PR #441, opened 2017-06-08
WIP: Add retry logic for restart of atomic-openshift services

glennswest:
Randomly in the final stage of the install when the cloud provider was being setup,  during the restart of atomic-openshift services, a error could occur, and only some of the masters would get the azure.conf setup properly. The ansible script would terminate with a partial config of azure.conf so 1, 2 of the masters are correct and 1 or 2 are not configured. Depending on which master is processing the request for a PV, a nil would be returned, and the PV setup would hang.

As the ansible systemd module does not have retry support, switched to the shell module.

Also add a marker to allow for automated test after a completed install.


cooktheryan:
We should move up the population of azure.conf to before the installation. We can always fire these restarts after but those should be unnecessary in the future. Did you have a BZ open in regards to the azure cloud provider? There has been one release since Summit and another around the corner. If it hasn't been resolved yet we need to sync with the openshift-ansible team immediately as people in the field may not know this work around.

glennswest:
I'm trying it 
Actually the whole azure conf is badly documented

reference-architecture/azure-ansible/bastion.sh
```diff
@@ -294,48 +207,18 @@ cat > /home/${AUSERNAME}/setup-azure-node.yml <<EOF
...
-
-
 cat <<EOF > /etc/ansible/hosts
 [OSEv3:children]
 masters
 nodes
 etcd
 
 [OSEv3:vars]
+osm_controller_args={'cloud-provider': ['azure'], 'cloud-config': ['/etc/azure/azure.conf']}
```
e-minguez: Just in case, according to this[1], containerized installations mount /etc/origin and /var/lib/origin only, so they recommend to store cloud files in those folders.

[1] https://docs.openshift.com/container-platform/3.5/install_config/configuring_openstack.html#openstack-configuring-nodes-manually

glennswest:
Switch to rcook method

PR #449, opened 2017-06-09
Change to let installer setup azure.conf

glennswest:
Use the ansible installer to write the azure.conf settings.
Verifyied as working.
Remove the restarts fo services.
Make sure the touch on completion of install is supported for automated test.


reference-architecture/azure-ansible/bastion.sh
```diff
@@ -178,9 +178,9 @@ EOF
 
 # Create Azure Cloud Provider configuration Playbook
 
-cat > /home/${AUSERNAME}/setup-azure-master.yml <<EOF
+cat > /home/${AUSERNAME}/azure-config.yml <<EOF
 #!/usr/bin/ansible-playbook
-- hosts: masters
+- hosts: all
   gather_facts: no
   serial: 1
```
e-minguez: I think "serial" can be removed, because it can be done on all the hosts at the same time. Thoughts?

reference-architecture/azure-ansible/bastion.sh
```diff
@@ -190,94 +190,7 @@ cat > /home/${AUSERNAME}/setup-azure-master.yml <<EOF
     azure_conf_dir: /etc/azure
     azure_conf: "{{ azure_conf_dir }}/azure.conf"
     master_conf: /etc/origin/master/master-config.yaml
```
e-minguez: master_conf variable is not longer used I think this can be safely removed too. Thoughts?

- THE PROBLEM -
Filter the entries and keep only the lines holding "retry".

- SOLUTION TO THE PROBLEM -
WIP: Add retry logic for restart of atomic-openshift services
As the ansible systemd module does not have retry support, switched to the shell module.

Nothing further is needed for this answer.